When the trial was set to resume, a somewhat-muted frenzy swept the room as one juror remained alarmingly absent. (The lone alternate juror, selected in case something like this happened, had been previously excused because that person was a doctor scheduled to be the sole medical provider in a nearby small town during the trial.)
Court officials scrambled to find updated contact information for the juror, who appeared to no longer work at the job he held when the trial began. Finally, about 45 minutes past when the trial was scheduled to resume, police officers were sent to juror’s house to escort him to the courthouse.
In the chaos, Smith and the attorneys nervously joked and laughed, quipping about raining frogs and citing an old “Saturday Night Live” bit. Pratt sat in the holding cell, waiting just outside the courtroom.
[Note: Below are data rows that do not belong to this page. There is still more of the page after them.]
PR #446, opened 2025-08-22
Add sponsors collection and block

### LINKED ISSUE #33: AC staff is able to display sponsor logos/ads
Staff is able to add sponsor logos to the website in exchange for donation. Placement weighted differently. https://docs.google.com/document/d/1UakR6R1zEpTsdBN386k1jawJ3Uh6jqRULAdu3TqHWFE/edit?tab=t.0

### LINKED ISSUE #390: Cycle Sponsors Placed in Banner
"Some manner of cycling is probably necessary this year" - David. Eventually would like to implement #389

### LINKED ISSUE #391: Grid block of sponsors
Have a block of sponsors to do things like: 

https://nwac.us/support-corporate-sponsorship/
https://www.sawtoothavalanche.com/agency-partners/

rchlfryn:
### Description
Add sponsors collection and block to give admins the ability to add sponsors to pages.

Screenshot 2025-08-22 at 09 51 18

### Issues
Resolves #33 #390 #391


src/endpoints/seed/index.ts
```diff
@@ -558,12 +562,14 @@ export const seed = async ({
...
-    getSeedImageByFilename('image-post2.webp', payload.logger),
-    getSeedImageByFilename('image-post3.webp', payload.logger),
-    getSeedImageByFilename('image-post3.webp', payload.logger),
-  ])
+  const [image1Buffer, image2Buffer, image3Buffer, imageMountainBuffer, imageAcmeBuffer] =
+    await Promise.all([
+      getSeedImageByFilename('image-post1.webp', payload.logger),
+      getSeedImageByFilename('image-post2.webp', payload.logger),
+      getSeedImageByFilename('image-post3.webp', payload.logger),
+      getSeedImageByFilename('image-mountain.webp', payload.logger),
```
busbyk, line 573: Nice! I like the graphic.

src/blocks/SponsorsBlock/config.tsx
busbyk, line 1: Do we want to:
1. Allow setting the background color of the entire section in addition to the title container?
2. Allow wrapping in a container optionally for use in richText BlocksFeatures?

src/collections/Sponsors/index.ts
```diff
@@ -0,0 +1,78 @@
+import { accessByTenantRole } from '@/access/byTenantRole'
+import { filterByTenant } from '@/access/filterByTenant'
+import { contentHashField } from '@/fields/contentHashField'
+import { tenantField } from '@/fields/tenantField'
+import { Sponsor } from '@/payload-types'
+import isAbsoluteUrl from '@/utilities/isAbsoluteUrl'
+import { CollectionConfig, DateFieldValidation, TextFieldSingleValidation } from 'payload'
+
+const validateExternalUrl: TextFieldSingleValidation = (val) =>
```
busbyk: We have an [existing function](https://github.com/NWACus/web/blob/sponsors/src/fields/navLink/index.ts#L5). Do we want to break this out into it's own utility function file?

src/blocks/SponsorsBlock/config.tsx
```diff
@@ -0,0 +1,24 @@
+import colorPickerField from '@/fields/color'
+import { getTenantFilter } from '@/utilities/collectionFilters'
+import type { Block } from 'payload'
+
+export const SponsorsBlock: Block = {
+  slug: 'sponsors',
```
busbyk: Heh, why is this showing up as singular "Sponsor" instead of "Sponsors"? 
CleanShot 2025-08-25 at 15 51 38@2x

src/blocks/SponsorsBlock/Component.tsx
```diff
@@ -0,0 +1,46 @@
...
+      )}
+      <div className="flex flex-wrap justify-evenly items-center">
+        {typeof sponsors === 'object' &&
+          sponsors.map((sponsor, index: number) => {
+            if (typeof sponsor === 'number') return
+            const now = truncateTime()
+            const showLogoStart = sponsor.startDate ? truncateTime(sponsor.startDate) <= now : true
+            const showLogoEnd = sponsor.endDate ? truncateTime(sponsor.endDate) >= now : true
+
+            if (showLogoStart && showLogoEnd)
```
busbyk: If there are no valid sponsors (i.e. they're populated, they aren't outside of startDate and endDate) should we also hide the title? Or should we render some kind of default empty state? 

We could also allow the content editor to provide a custom empty state using a richText field on the sponsors block or in the website settings.

busbyk: You could also simplify the typechecks here using a filter above:

```
  const validSponsors = sponsors
    .filter((sponsor): sponsor is Sponsor => typeof sponsor === 'object' && sponsor !== null)
```

src/blocks/SponsorsBlock/Component.tsx
```diff
@@ -0,0 +1,46 @@
...
+              return (
+                <div className="w-1/2 md:w-1/3 lg:w-1/5 p-10" key={index}>
```
busbyk: I don't think it's strictly necessary here but I've run into bugs enough times when just using the index of a .map function that I always use compound keys now like `${sponsor.id}_${index}`. See the pitfall callout in this section of the docs: https://react.dev/learn/rendering-lists#why-does-react-need-keys 

Again, I don't think we'll run into it in this particular scenario because these elements don't get reordered on the fly - even in live preview a full page refresh is happening behind the scenes. But it's just a habit of mine now and figured I'd share.

src/blocks/SponsorsBlock/Component.tsx
```diff
@@ -0,0 +1,46 @@
...
+          <h2 className={textColor}>{title}</h2>
+        </div>
+      )}
+      <div className="flex flex-wrap justify-evenly items-center">
+        {typeof sponsors === 'object' &&
+          sponsors.map((sponsor, index: number) => {
+            if (typeof sponsor === 'number') return
+            const now = truncateTime()
+            const showLogoStart = sponsor.startDate ? truncateTime(sponsor.startDate) <= now : true
+            const showLogoEnd = sponsor.endDate ? truncateTime(sponsor.endDate) >= now : true
```
busbyk: Should we just parse the ISO strings from Payload and use startOf/endOf utilities from `date-fns`? Could just determine `now` once outside of render `const now = new Date()`. I _think_ this would be less prone to timezone mismatches when the users current time is close enough to the next day.

```
  const showLogoStart = sponsor.startDate
    ? startOfDay(new Date(sponsor.startDate)) <= now
    : true
  const showLogoEnd = sponsor.endDate ? endOfDay(new Date(sponsor.endDate)) >= now : true
```

src/collections/Sponsors/index.ts
```diff
@@ -0,0 +1,78 @@
...
+      admin: {
+        position: 'sidebar',
+      },
+    },
+    contentHashField(),
+  ],
+  hooks: {
+    afterChange: [],
+    afterDelete: [],
+  },
```
busbyk, line 74: Guidance on revalidation for new reference collections: https://github.com/NWACus/web/blob/sponsors/docs/revalidation.md#L136

Example that you can basically copy and paste and change `teams` to `sponsors`: https://github.com/NWACus/web/blob/sponsors/src/collections/Teams/hooks/revalidateTeam.ts

busbyk (commented):
- I was thinking that the size of the sponsor image would be determined by the number of sponsors selected. So if a content editor wanted to have a single sponsor displayed larger than others. Something like:
	- 1 sponsor selected: display full width (or maybe more like 75% width)
	- 2 sponsors selected: each displays  ~50% 
	- 3 sponsors selected: each displays ~33%
	- 4 + we could wrap but each would still display 33% width
	This might not have the intended effect on mobile, though. 
- Do we want to allow sponsor blocks in other richText fields besides the content block and content with callout block?

src/blocks/SponsorsBlock/config.tsx
rchlfryn: Oh weird - I dont know. Maybe a payload thing?

src/blocks/SponsorsBlock/Component.tsx
rchlfryn: Good note - I will update this just in case.

src/blocks/SponsorsBlock/config.tsx
rchlfryn: For now, I would say:
1. No because then we need to make sure all the images have consistent or no backgrounds
2. Yeah we can add this

src/blocks/SponsorsBlock/Component.tsx
rchlfryn: I like using the filter. I will just add the date checks to the filter as well so we can simplify the null check you mentioned as well.

rchlfryn:
> I was thinking that the size of the sponsor image would be determined by the number of sponsors selected. So if a content editor wanted to have a single sponsor displayed larger than others. Something like:


I started with this but switched to keep it simple. Updated in [a9ce0ab](https://github.com/NWACus/web/pull/446/commits/a9ce0abea5429a3f60a5fc11239ab5510f078f2c)
Corporate-Sponsorship-Northwest-Avalanche-Center-08-28-2025_10_07_AM


> Do we want to allow sponsor blocks in other richText fields besides the content block and content with callout block?

I am going to add it in a few more places and we can add more later if needed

The juror called the judge moments after the police dispatch, breathlessly saying he was on his way.
“If it’s not one thing, it’s another,” the judge said, the “SNL” quote he would repeat throughout the day.
Once the jury was present, there was another delay as Cagle moved for a mistrial, like the one issued for Raines in August. The attorney argued that, given local news coverage, the jury likely knew Pratt was the one who exposed them to the coronavirus and had been in jail.
“He might as well still be dressed in orange,” he said.
The judge denied the motion, and the parties agreed he would tell the jurors that Pratt had not been aware he had contracted the coronavirus and they could not hold their potential exposure against him.
Finally, the trial was able to resume. Pratt was found guilty (the verdict the jury had reached a month earlier). The sentencing phase of the trial then was a fairly typical affair, with the exception that most people in the room were wearing face masks or shields.
The jury in Pratt’s trial broke to deliberate his punishment in the mid-afternoon, returning 45 minutes later to give Pratt the maximum sentence: 10 years in prison. His body remained still as his sentence was read, his face unreadable behind the mask.
But don’t expect Pratt’s case to be over. Defense attorneys have promised to heavily target jury representation, consent and limited interactions when appeals courts begin to scrutinize the recently handed-down convictions in the coming months and years.
Afterward, Cagle complained that Pratt hadn’t wanted to go to trial during the pandemic. He echoed other defense attorneys’ concerns about a rule change at the Texas Supreme Court. When the court first allowed the pilot program for jury trials, it specified that both prosecutors and defendants needed to consent to the trial in the pandemic. A month later, in late June, the requirement for consent was removed without comment.
“To me that was a huge, huge mistake,” Cagle said. “This was a human experiment, and had it been conducted in any other type of setting … there would have been required consent.”